When you think of the sounds of the ocean, you might think of waves pounding on the shore or the call of a humpback whale. But can the ocean create music?
In a sense, it can. Noah Germolus, a third-year MIT-WHOI Joint Program chemical oceanography student, converts chemical data he’s gathered in the ocean into musical notes he plays on his tenor sax. His original compositions are not only interesting to the ear, but offer a unique window into the chemical makeup of different areas of the ocean.
The idea grew out of Synergy II, a volunteer-based program aimed at conveying ocean science through artistic expression. For the program, Germolus paired up with a former museum director and contemporary artist, Heather Stivison. They are working together on a four-painting exhibit that Germolus describes as “expressively representative” of ocean chemistry.
“Working with Heather got me looking at art a bit differently,” he says. “But I’m not a visual artist, so I wanted to stimulate a different sense and turn the same data that was used to inspire the paintings into music.”
Germolus is passionate about music and has played in rock bands as a saxophone player and singer since his undergrad days. He’s also had a long-time fascination with chemistry, something that stems from his own realization that chemicals are essential to the life of every living cell.
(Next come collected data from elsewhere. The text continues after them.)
Issue #333, opened 2016-09-13
useBinaryProtocol defaults


SimonWoolf:
Currently (since https://github.com/ably/ably-js/commit/b94bdaf) ably-js defaults to json rather than msgpack unless you explicitly set useBinaryProtocol to true. Paddy made the change as msgpack was slow in browsers. http://docs.ably.io/client-lib-development-guide/features/#TO3f wants the default to be binary. Options are:
1. default to binary everywhere it's supported
2. default to binary for node and json for browsers
3. leave as-is (default to json for everyone)

paddybyers:
I vote 2

SimonWoolf:
then we'll do option 2, docs pr: https://github.com/ably/docs/pull/161

SimonWoolf:
(reopening until actually implemented)

SimonWoolf:
This was fixed by 12e1f2f

Issue #346, opened 2016-10-31
Platform object


mattheworiordan:
As we are starting to extend out ably-js to support lots more platforms (NativeScript, Titanium, etc), I think our logic that is scattered around (where necessary) that evaluates statements like `if (isBrowser) { ... }` should be feature driven instead.

So I propose that prior to the NativeScript work being done, we consider introducing a new Platform abstract / default object, that is then extended based on the detected platform.  So instead of `isBrowser` we could do something like `if (Platform.supportsXHR())`, `if (Platform.supportWebsocketPings())`, if `Platform.supportsPushNotifications())` etc.

WDYT?

BTW. We could even make this object exposed (pseudo-privately) so that we could use it to more easily enable / disable functionality in tests.

paddybyers:
We already have abstracted at lot of this with APIs such as `BufferUtils.supportsBinary()` and eg `WebSocketTransport.isAvailable()` for each of the transports but there's no harm in collocating them.

mattheworiordan:
> We already have abstracted at lot of this with APIs such...

Yup, but unfortunately still [a lot of `isBrowser` checks](https://github.com/ably/ably-js/search?utf8=%E2%9C%93&q=isBrowser), and I expect other similar feature checks scattered throughout.

SimonWoolf:
Sure, I've no objection to this

mattheworiordan:
We now have a Platform object, see https://github.com/ably/ably-js/pull/349

PR #349, opened 2016-11-08
React support using Platform object

SimonWoolf:
- Hopefully adds react native support per https://github.com/ably/ably-js/issues/280
- Adopts @mattheworiordan 's suggestion in https://github.com/ably/ably-js/issues/346 of a `Platform` object to abstract the differences between browser and react-native
- Also fixes https://github.com/ably/ably-js/issues/333

@tcard if you could try this out and tell me if the react native build works, that'd be good (to try it out, run `grunt concat:ably-reactnative`, it'll output `browser/static/ably-reactnative.js`) -- I've done all your suggestions, but haven't actually tested it with an android/ios environment.

I've removed crypto support from the react native build, since as far as I can tell from the docs, there is no `global.crypto` object or any attempt at an equivalent, so the library has no access to cryptographically strong random numbers. There are projects that add that, e.g. https://www.npmjs.com/package/react-native-randombytes, but they're not 'pure js', rather wrappers over ios and android PRNGs, so not shippable in a pure js file. We can maybe look further into this if anyone asks for it - unless @tcard you have any ideas on this?

@paddybyers quick question -- what's the reasoning behind the presence of `TextDecoder` being the test for whether we support the binary protocol, given the lib doesn't actually use `TextDecoder` anywhere?


paddybyers:
> @paddybyers quick question -- what's the reasoning behind the presence of TextDecoder being the test for whether we support the binary protocol, given the lib doesn't actually use TextDecoder anywhere?

If you wanted to optimise a JS implementation of msgpack then you need to have support for binary arrays, and you need an efficient way to unpack utf8 slices of those arrays into strings. Currently that's hopelessly inefficient and you'd use TextDecoder. I was leaving it as an outstanding TODO to implement that, although from memory I thought I saw someone who'd forked the msgpack-js implementation to do that.

tcard:
Thanks @SimonWoolf ! I've added a small change and now it works :)

I'll see if I can make it so that you can just do `import Ably from 'ably'` instead of importing the concrete `ably-reactnative.js` file.

tcard:
I've managed to get crypto working at fe9718a. Unfortunately, I had to rewrite a lot of code to callback-passing style because React Native's `getRandomBytes` is async.

paddybyers:
> Unfortunately, I had to rewrite a lot of code to callback-passing style because React Native's getRandomBytes is async.

It was like that originally: https://github.com/ably/ably-js/commit/6d80c27f02705defeb6e63653cc01cc8c4fbd405

SimonWoolf:
> It was like that originally

Somewhat, though originally `getIv`, which is called on every message encrypt call, didn't require randomness (it now does, for good reasons), so generateRandom being async only affected channel setOptions rather than publishing etc. (And we had race conditions which were the reason I made it sync back then.)

@tcard's changes here address both of those (by making message encoding etc. async, and this `_waitingOptions`/`_optionsSet`/`afterOptions` mechanism to avoid the race conditions). And if we have to do that, so be it. But it looks like we might not have to -- @tcard since you did this work, the react-native-randombytes guy replied to say the sync api is actually supported now -- https://github.com/mvayngrib/react-native-randombytes/commit/7baa1745a4c6a87f1252ce95e08907c7d7bede68 . Do you think we should just use that? I know it seems a shame after you just wrote did all this work, but I'd rather not add complexity to the lib unless it's actually needed.

tcard:
@SimonWoolf Yes, I considered that, but it's a no-go because of https://github.com/mvayngrib/react-native-randombytes/issues/2 . As mentioned there that would've force our users to do a hack instead of just doing `npm install ably` and `require('ably')`. Not the best impression to offer just to spare us some callbacks I think. (In fact, I had to [fork the library](https://github.com/ably-forks/react-native-randombytes) and remove the synchronous API for it to work.)

SimonWoolf:
@tcard ah, that's unfortunate. OK, fair enough. I'll review this properly soon.

mattheworiordan:
Looks good guys, lot more work than I had expected

paddybyers:
It's really unfortunate that everything now needs a `_afterOptionsSet()` when afaict the only thing that is potentially async is generating a key, to create the CipherParams; when for all practical purposes that won't happen because people will pass in a key.

Is there no way we can have the async step just the creation of the `CipherParams` and/or the `ChannelOptions`, and once these are created they are passed synchronously to `Channels.get()` or `setOptions()` ?

tcard:
@paddybyers The key isn't generated, I recall we got rid of that functionality since it didn't make sense. It's the IV which is generated on `setOptions`, which I guess can be deferred until `encrypt` or `decrypt` is called. (Although I've managed to keep `decrypt` sync, so I would have to make it async if we make `setOptions` sync.)

paddybyers:
> It's the IV which is generated on setOptions, which I guess can be deferred until encrypt or decrypt is called.

There's no longer any need to create the IV when you create the cipher, because a new one is needed fo every message.

> (Although I've managed to keep decrypt sync, so I would have to make it async if we make setOptions sync.)

No, because `decrypt` gets the IV from the message itself - it doesn't need to generate it.

tcard:
@paddybyers OK, done that.

paddybyers:
> @paddybyers OK, done that.

Looks good, thanks. @SimonWoolf you need to review as well pls.

package.json
```diff
@@ -3,12 +3,19 @@
...
+    "./nodejs/index.js": "browser/static/ably-commonjs.js"
+  },
   "dependencies": {
     "async": "git://github.com/ably-forks/async#requirejs",
     "hexy": "~0.2",
     "msgpack-js": "git://github.com/paddybyers/msgpack-js.git",
     "request": "^2.74.0",
-    "ws": "^1.1.1"
+    "ws": "^1.1.1",
+    "react-native-randombytes": "git+https://github.com/ably-forks/react-native-randombytes.git"
```
SimonWoolf: I think this should be in devDependencies, since it's not a dependency of the node version and is only used to compiling ably-reactnative.js

tcard: This is actually used in runtime, and since it has native Obj-C and Java files we can't just concat the dependency on ably-reactnative.js. It's unfortunate that we force the dependency to every platform using this library, but as there's no way I know of of having platform-specific dependencies the only alternative I can think of is to have a separate `ably-react-native` library that wraps `ably-js` and provides the Platform object.

SimonWoolf:
@tcard :+1: I'm good with this - thanks. Just a couple of comments, and get the tests passing (as you fixed some tests but not others, I'm guessing you haven't been running the browser tests -- you can do that locally with `grunt test:karma` (or `grunt test:webserver` and go to localhost:3000), and you can run only the test you're interested in by editing karma.conf.js line 115).

browser/lib/util/crypto.js
```diff
@@ -207,34 +207,52 @@ var Crypto = (function() {
...
+		if (!this.encryptCipher) {
+			generateRandom(DEFAULT_BLOCKLENGTH, function(err, iv) {
+				if (err) {
+					callback(err);
+					return;
+				}
+				this.encryptCipher = CryptoJS.algo[this.cjsAlgorithm].createEncryptor(this.key, { iv: iv });
+				this.iv = iv;
+				then();
+			}.bind(this));
```
SimonWoolf: b32e67f

(`encrypt`'s getting a bit messy, might refactor it a bit later)

package.json
SimonWoolf: ah, that's unfortunate. We may end up going the dedicated-separate-library route eventually, but for now, s'probably fine -- at least it's only 188K, could be worse

mattheworiordan:
What is the status on this now in terms of being able to be merged in and released?

package.json
mattheworiordan: This is quite unfortunate.  I think it's OK for this release, but we should add a task to create a new repo for ably-reactive-native that simply depends on ably-js and adds the necessary dependency, WDYT?

paddybyers: > This is quite unfortunate. I think it's OK for this release, but we should add a task to create a new repo for ably-reactive-native that simply depends on ably-js and adds the necessary dependency, WDYT?

Maybe I'm not following but I still don't understand why it's not a dev dependency.

Since this only a spurious dependency in node deployments I don't think the impact of including it is that bad, even if it's a bit crap.

tcard:
I'm running the browser tests right now. Once they pass I guess they can be merged.

tcard:
The tests pass on my machine.

I'm OK with creating a new repo now, BTW. Then we can do this clean from the beginning.

SimonWoolf:
> The tests pass on my machine.

@tcard yep, I ended up adding https://github.com/ably/ably-js/commit/b32e67f1df6a742a5361bb6951ac7be0bec173f0 (allowing a specified iv to be used) to fix the browser tests, see comment [here](https://github.com/ably/ably-js/pull/349#discussion_r87634113)

> What is the status on this now in terms of being able to be merged in and released?

If we want to go with the suggestion of a new repo, then actually @tcard's right, may as well do it now. In that case I'll merge this (minus the dependency) into 0-9-spec branch and tag that with a beta tag on npm. Then we can add a new repo that depends on that and adds the dependency. (I'll also add some logic to platform-reactnative.js that points you to the right repo if you try to use it without having racct-native-randombytes available). Sound good?

(Note that this is all against 0.9 -- we don't want people starting new projects against 0.8 at this stage..)

paddybyers:
> Since this only a spurious dependency in node deployments I don't think the impact of including it is that bad, even if it's a bit crap.

Do we really need to do this? Now?

SimonWoolf:
> Do we really need to do this? Now?

No, we don't - as I said, it's only 188K. But if we decide that we are going to do it at some point (per Matt's suggestion above that "*it's OK for this release, but we should add a task to create a new repo*"), then we should just do it now, and avoid having to find a way to tell everyone using react-native when we do make the change to change dependency to stop things breaking after they do an `npm update ably`. I'm fine with either option.

tcard:
> If we want to go with the suggestion of a new repo, then actually @tcard's right, may as well do it now. In that case I'll merge this (minus the dependency) into 0-9-spec branch and tag that with a beta tag on npm. Then we can add a new repo that depends on that and adds the dependency. (I'll also add some logic to platform-reactnative.js that points you to the right repo if you try to use it without having racct-native-randombytes available). Sound good?

@SimonWoolf Sounds good to me :)

mattheworiordan:
@SimonWoolf sounds good to me too

SimonWoolf:
Rebased, fixup-squashed, and merged into 0-9-spec as e3d616e.

PR #359, opened 2016-12-12
Add TypeScript typings support

NathanaelA:
Added Typings file; ably.ts.d, updated package.json to point to it and updated docs on how to use it.

### DIFF
--- a/ably.ts.d
+++ b/ably.ts.d
@@ -1,457 +1,394 @@
 //declare module Ably {
 
-  namespace ChannelState {
-    export type INITIALIZED = 'initialized';
-    export type ATTACHING = 'attaching';
-    export type ATTACHED = "attached";
-    export type DETACHING = "detaching";
-    export type DETACHED = "detached";
-    export type SUSPENDED = "suspended";
-    export type FAILED = "failed";
-  }
-  type ChannelState = ChannelState.FAILED | ChannelState.INITIALIZED | ChannelState.SUSPENDED | ChannelState.ATTACHED | ChannelState.ATTACHING | ChannelState.DETACHED | ChannelState.DETACHING;
-
-  namespace ConnectionState {
-    export type INITIALIZED = "initialized";
-    export type CONNECTING = "connecting";
-    export type CONNECTED = "connected";
-    export type DISCONNECTED = "disconnected";
-    export type SUSPENDED = "suspended";
-    export type CLOSING = "closing";
-    export type CLOSED = "closed";
-    export type FAILED = "failed";
-  }
-  type ConnectionState = ConnectionState.INITIALIZED | ConnectionState.CONNECTED | ConnectionState.CONNECTING | ConnectionState.DISCONNECTED | ConnectionState.SUSPENDED | ConnectionState.CLOSED | ConnectionState.CLOSING | ConnectionState.FAILED;
-
-  namespace ConnectionEvent {
-    export type INITIALIZED = "initialized";
-    export type CONNECTING = "connecting";
-    export type CONNECTED = "connected";
-    export type DISCONNECTED = "disconnected";
-    export type SUSPENDED = "suspended";
-    export type CLOSING = "closing";
-    export type CLOSED = "closed";
-    export type FAILED = "failed";
-    export type UPDATE = "update";
-  }
-  type ConnectionEvent = ConnectionEvent.INITIALIZED | ConnectionEvent.CONNECTED | ConnectionEvent.CONNECTING | ConnectionEvent.DISCONNECTED | ConnectionEvent.SUSPENDED | ConnectionEvent.CLOSED | ConnectionEvent.CLOSING | ConnectionEvent.FAILED | ConnectionEvent.UPDATE;
-
-  namespace PresenceAction {
-    export type ABSENT = "absent";
-    export type PRESENT = "present";
-    export type ENTER = "enter";
-    export type LEAVE = "leave";
-    export type UPDATE = "update";
-  }
-  type PresenceAction = PresenceAction.ABSENT | PresenceAction.PRESENT | PresenceAction.ENTER | PresenceAction.LEAVE | PresenceAction.UPDATE;
-
-  namespace StatsIntervalGranularity {
-    export type MINUTE = "minute";
-    export type HOUR = "hour";
-    export type DAY = "day";
-    export type MONTH = "month";
-  }
-  type StatsIntervalGranularity = StatsIntervalGranularity.MINUTE | StatsIntervalGranularity.HOUR | StatsIntervalGranularity.DAY | StatsIntervalGranularity.MONTH;
-
-  namespace ProtocolMessageAction {
-    export type HEARTBEAT = "heartbeat";
-    export type ACK = "ack";
-    export type NACK = "nack";
-    export type CONNECT = "connect";
-    export type CONNECTED = "connected";
-    export type DISCONNECT = "disconnect";
-    export type DISCONNECTED = "disconnected";
-    export type CLOSE = "close";
-    export type CLOSED = "closed";
-    export type ERROR = "error";
-    export type ATTACH = "attach";
-    export type ATTACHED = "attached";
-    export type DETACH = "detach";
-    export type DETACHED = "detached";
-    export type PRESENCE = "presence";
-    export type MESSAGE = "message";
-    export type SYNC = "sync";
-    export type AUTH = "auth";
-  }
-  type ProtocolMessageAction = ProtocolMessageAction.ACK | ProtocolMessageAction.ATTACH | ProtocolMessageAction.ATTACHED | ProtocolMessageAction.AUTH | ProtocolMessageAction.CLOSE | ProtocolMessageAction.CLOSED | ProtocolMessageAction.CONNECT | ProtocolMessageAction.CONNECTED | ProtocolMessageAction.DETACH | ProtocolMessageAction.DETACHED | ProtocolMessageAction.DISCONNECT | ProtocolMessageAction.DISCONNECTED | ProtocolMessageAction.ERROR | ProtocolMessageAction.HEARTBEAT | ProtocolMessageAction.MESSAGE | ProtocolMessageAction.NACK | ProtocolMessageAction.PRESENCE | ProtocolMessageAction.SYNC;
-
-
-  // Interfaces
-  interface AuthDetails {
-    accessToken: String;
-  }
-
-  interface ClientOptions extends AuthOptions {
-    autoConnect?: boolean;
-    clientId?: String;
-    defaultTokenParams?: TokenParams;
-    echoMessages?: boolean;
-    environment?: String;
-    logHandler?: any;
-    logLevel?: any;
-    port?: number;
-    queueMessages?: boolean;
-    restHost?: String;
-    realtimeHost?: String;
-    fallbackHosts?: Array<String>
-    recover?: String
-    tls?: boolean;
-    tlsPort?: number;
-    useBinaryProtocol?: boolean;
-    disconnectedRetryTimeout?: number;
-    suspendedRetryTimeout?: number;
-    channelRetryTimeout?: number;
-    httpOpenTimeout?: number;
-    httpRequestTimeout?: number;
-    httpMaxRetryCount?: number;
-    httpMaxRetryDuration?: number;
-  }
-
-  interface AuthOptions {
-    authCallback?: (data: String | TokenDetails | TokenRequest) => void;
-    authHeaders?: Array<any>;
-    authMethod?: String;
-    authParams?: Array<any>;
-    authUrl?: String;
-    key?: String;
-    queryTime?: boolean;
-    token?: String | TokenDetails;
-    tokenDetails?: TokenDetails;
-    useTokenAuth?: boolean;
-  }
-
-  interface TokenParams {
-    capability: String;
-    clientId?: String;
-    nonce?: String;
-    timestamp: Number;   // Time?
-    ttl: Number;
-  }
-
-  interface CipherParams {
-    algorithm: String;
-    key: any;
-    keyLength: number;
-    mode: String;
-  }
-
-  interface ErrorInfo {
-    code: number;
-    message: String;
-    statusCode: number;
-  }
-
-  interface ConnectionDetails {
-    clientId: String;
-    connectionKey: String;
-    connectionStateTtl: number;
-    maxFrameSize: number;
-    maxInboundRate: number;
-    maxMessageSize: number;
-    serverId: String;
-    maxIdleInterval: number;
-  }
-
-  interface StatsMessageTypes {
-    all: number,
-    messages: number,
-    presence: number;
-  }
-
-  interface StatsRequestCount {
-    failed: number,
-    refused: number,
-    succeeded: number
-  }
-
-  interface StatsResourceCount {
-    mean: number,
-    min: number,
-    opened: number,
-    peak: number,
-    refused: number
-  }
-
-  interface StatsConnectionTypes {
-    all: number,
-    plain: number,
-    tls: number
-  }
-
-  interface StatsMessageTraffic {
-    all: number,
-    realtime: number,
-    rest: number,
-    webhook: number
-  }
-
-  // Listeners
-  type ListenerFn = (...args: Array<any>) => void;
-
-
-  // Internal Classes
-  declare class EventEmitter {
-    on: (eventOrCallback: String | ListenerFn, callback?: ListenerFn) => void;
-
-    once: (eventOrCallback: String | ListenerFn, callback?: ListenerFn) => void;
-
-    off: (eventOrCallback?: String | ListenerFn, callback?: ListenerFn) => void;
-
-    emit: (Event: String, ...args: Array<any>) => void;
-  }
-
-  // Classes
-  export declare class Auth {
-    clientId: String;
-    authorize: (tokenParams?: TokenParams, authOptions?: AuthOptions) => TokenDetails;
-    createTokenRequest: (tokenParams?: TokenParams, authOptions?: AuthOptions) => TokenRequest;
-    requestToken: (TokenParams?: TokenParams, authOptions?: AuthOptions) => TokenDetails;
-  }
-
-  export declare class TokenDetails {
-    fromJson: (JsonData: string) => TokenDetails;
-    capability: String;
-    clientId: String;
-    expires: number; // Time
-    issued: number; // Time
-    token: String;
-  }
-
-  export declare class TokenRequest {
-    fromJson: (JsonData: String) => TokenRequest;
-    capability: String;
-    clientId: String;
-    keyName: String;
-    mac: String;
-    nonce: String;
-    timestamp: number; // Time
-    ttl: number;
-  }
-
-  export declare class ChannelOptions {
-    withCipherKey: (key: any) => ChannelOptions;
-    cipher: (params: CipherParams) => void;
-  }
-
-  export declare class RestPresence {
-    get: (limit: number, clientId?: String, connectionId?: String) => PaginatedResult;
-
-    history: (start: number, end: number, direction: String, limit: number) => PaginatedResult;
-  }
-
-  export declare class RealtimePresence {
-    syncComplete: boolean;
-
-    get: (waitForSync: boolean, clientId?: String, connectionId?: String) => PresenceMessage;
-
-    history: (start: number, end: number, direction: string, limit: number, untilAttach: boolean) => PaginatedResult;
-
-    subscribe: (presense: PresenceMessage | PresenceAction, presenceMessage?: PresenceMessage) => void;
-
-    unsubscribe: (presense?: PresenceMessage | PresenceAction, presenceMessage?: PresenceMessage) => void;
-
-    enter: (Data: any) => void;
-
-    update: (Data: any) => void;
-
-    leave: (Data: any) => void;
-
-    enterClient: (clientId: String, Data: any) => void;
-
-    updateClient: (clientId: String, Data: any) => void;
-
-    leaveClient: (clientId: String, Data: any) => void;
-  }
-
-  type MessageFn = (msg: Message) => void;
-
-  export declare class RestChannel {
-    name: String;
-    presence: RestPresence;
-    history: (start: number, // TIME
-              end: number, // time
-              direction: String,
-              limit: number) => PaginatedResult;
-
-    publish: (name?: Array<String> | String, data?: any, clientId?: String, extras?: any) => any;
-  }
-
-  export declare class RealtimeChannel extends EventEmitter {
-    name: String;
-    errorReason: ErrorInfo;
-    state: ChannelState;
-    presence: RealtimePresence;
-
-    attach: () => any;
-
-    detach:() => any;
-
-    history: (start: number,
-            end: number,
-            direction: String,
-            limit: number,
-            untilAttach: boolean) => PaginatedResult;
-
-    subscribe: (Msg: String | Message | MessageFn, ExtraMsg?: Message) => any;
-
-    unsubscribe: (Msg?: String | Message | MessageFn, ExtraMsg?: Message) => any;
-
-    publish: (name?: Array<String> | String, data?: any, clientId?: String, extras?: any) => any;
-
-  }
-
-  export declare class Channels {
-    exists: (name: String) => boolean;
-
-    get: (name: String, channelOptions?: ChannelOptions) => RealtimeChannel;
-    iterate: () => RealtimeChannel;
-
-    release: (name: String) => void;
-  }
-
-  export declare class Message {
-    constructor(name?: String, data?: any, clientId?: String);
-
-    fromEncoded: (JsonObject: String, channelOptions: ChannelOptions) => Message;
-
-    fromEncodedArray: (JsonArray: String, channelOptions: ChannelOptions) => Message;
-
-    clientId: String;
-    connectionId: String;
-    data: any;
-    encoding: String;
-    extras: String;
-    id: String;
-    name: String;
-    timestamp: number; // Time
-  }
-
-  export declare class PresenceMessage {
-    fromEncoded: (JsonObject: any, channelOptions?: ChannelOptions) => PresenceMessage;
-
-    fromEncodedArray: (JsonArray: Array<any>, channelOptions?: ChannelOptions) => Array<PresenceMessage>;
-
-    action: PresenceAction;
-    clientId: String;
-    connectionId: String;
-    data: any;
-    encoding: String;
-    id: String;
-    timestamp: number; // Time
-    memberKey: () => String;
-  }
-
-  export declare class ProtocolMessage {
-    action: ProtocolMessageAction;
-    auth: AuthDetails;
-    channel: String;
-    channelSerial: String;
-    connectionDetails: ConnectionDetails;
-    connectionId: String;
-    connectionKey: String;
-    connectionSerial: number;
-    count: number;
-    error: ErrorInfo;
-    flags: String;
-    id: String;
-    messages: Array<Message>;
-    msgSerial: number;
-    presence: Array<PresenceMessage>
-    timestamp: number; // Time
-  }
-
-  export declare class Rest {
-    constructor(options: String | ClientOptions);
-    auth: Auth;
-    channels: Channels;
-    request: (method: string, path: string, parmas?: any, body?: Array<any> | any, headers?: any) => HttpPaginatedResponse;
-    stats: ( start: number, // Time
-           end: number, // Time
-           direction: String,
-           limit: number,
-           unit: String) => PaginatedResult;
-    time: () => number; // time
-  }
-
-  export declare class Realtime {
-    constructor(options: String | ClientOptions);
-
-    auth: Auth;
-    channels: Channels;
-    clientId: String;
-    connection: Connection;
-
-    request: (method: string, path: string, parmas?: any, body?: Array<any> | any, headers?: any) => HttpPaginatedResponse;
-
-    stats: (start: number, // Time
-          end: number, // Time
-          direction: String,
-          limit: number,
-          unit: String) => PaginatedResult;
-
-    close: () => void;
-
-    connect: () => void;
-
-    time: () => number;
-
-  }
-
-  export declare class Connection extends EventEmitter {
-    errorReason: ErrorInfo;
-    id: String;
-    key: String;
-    recoveryKey: String;
-    serial: number;
-    state: ConnectionState;
-
-    close: () => void;
-
-    connect: () => void;
-
-    ping: () => void;
-  }
-
-  export declare class Stats {
-    all: StatsMessageTypes;
-    apiRequests: StatsRequestCount;
-    channels: StatsResourceCount;
-    connections: StatsConnectionTypes;
-    inbound: StatsMessageTraffic;
-    intervalGranularity: StatsIntervalGranularity;
-    intervalId: String;
-    intervalTime: number; // type
-    outbound: StatsMessageTraffic;
-    persisted: StatsMessageTypes;
-    tokenRequests: StatsRequestCount;
-  }
-
-  export declare class ConnectionStateChange {
-  current: ConnectionState;
-  previous: ConnectionState;
-  reason?: ErrorInfo;
-  retryIn: number;
+namespace ChannelState {
+  export type INITIALIZED = 'initialized';
+  export type ATTACHING = 'attaching';
+  export type ATTACHED = "attached";
+  export type DETACHING = "detaching";
+  export type DETACHED = "detached";
+  export type SUSPENDED = "suspended";
+  export type FAILED = "failed";
+}
+type ChannelState = ChannelState.FAILED | ChannelState.INITIALIZED | ChannelState.SUSPENDED | ChannelState.ATTACHED | ChannelState.ATTACHING | ChannelState.DETACHED | ChannelState.DETACHING;
+
+namespace ConnectionState {
+  export type INITIALIZED = "initialized";
+  export type CONNECTING = "connecting";
+  export type CONNECTED = "connected";
+  export type DISCONNECTED = "disconnected";
+  export type SUSPENDED = "suspended";
+  export type CLOSING = "closing";
+  export type CLOSED = "closed";
+  export type FAILED = "failed";
+}
+type ConnectionState = ConnectionState.INITIALIZED | ConnectionState.CONNECTED | ConnectionState.CONNECTING | ConnectionState.DISCONNECTED | ConnectionState.SUSPENDED | ConnectionState.CLOSED | ConnectionState.CLOSING | ConnectionState.FAILED;
+
+namespace ConnectionEvent {
+  export type INITIALIZED = "initialized";
+  export type CONNECTING = "connecting";
+  export type CONNECTED = "connected";
+  export type DISCONNECTED = "disconnected";
+  export type SUSPENDED = "suspended";
+  export type CLOSING = "closing";
+  export type CLOSED = "closed";
+  export type FAILED = "failed";
+  export type UPDATE = "update";
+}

“Music and chemistry complement each other, and this project is probably the only time I've tried to so explicitly connect the two things,” he says. “I've tried writing lyrics about chemistry before, but believe me: they were either hopelessly obtuse or tiringly pedantic.”
To convert ocean data into tunes—a process formally known as data sonification—Germolus ran seawater samples taken from Cape Cod and Bermuda through a liquid chromatography system and mass spectrometer. The instruments quantify chemical compounds in the samples, sometimes hundreds or thousands of them, and represents them in graphs known as chromatograms. Larger peaks in the graph represent more abundant chemicals, while smaller peaks are rarer chemicals.
Germolus focused on five biomolecules in particular: tryptophan, glutamic acid, pantothenic acid, thymidine, and 5'-(methylthio)adenosine (MTA). “I'm interested in these compounds because of their behavior outside cells,” he says, “and how those behaviors may contribute to what microbes have to compete with to survive in the ocean.”
Once the data was processed, they were output into specialized software that converts the measurement values into sheet music. The pitch of each musical note corresponds to the abundance of chemicals in the various water samples: More concentrated chemicals translate to higher-pitch notes and vice-versa. “I got six times more peaks from the coastal samples than anything in the middle of the ocean,” Germolus says. This is due to two factors: the complexity of runoff from land and the rich coastal biology.
Fortunately for the listener, variations in the ocean’s chemical makeup allows for variation in the songs, and prevents them from becoming endless sequences of sax screech. “The hard part is figuring out how to make it all sound musical, or at least somewhat pleasurable to listen to,” he says.
This, he says, requires taking some creative liberties. He alters the length of individual notes, for example, and organizes them into measures for more of an arranged sound.
During our Zoom meeting, he held up a printout of one of his compositions, and then reached over to grab his saxophone. He rested the mouthpiece on his lower lip and a second later, out came a frenetic, scale-like chorus of biomolecules. It sounded a lot like jazz.
The jury’s still out as to how catchy these chemical tunes are. But if you know little to nothing about the chemical makeup of the ocean and how it varies in different areas, these lively tracks will open your ears to ocean nuances that are otherwise impossible to hear.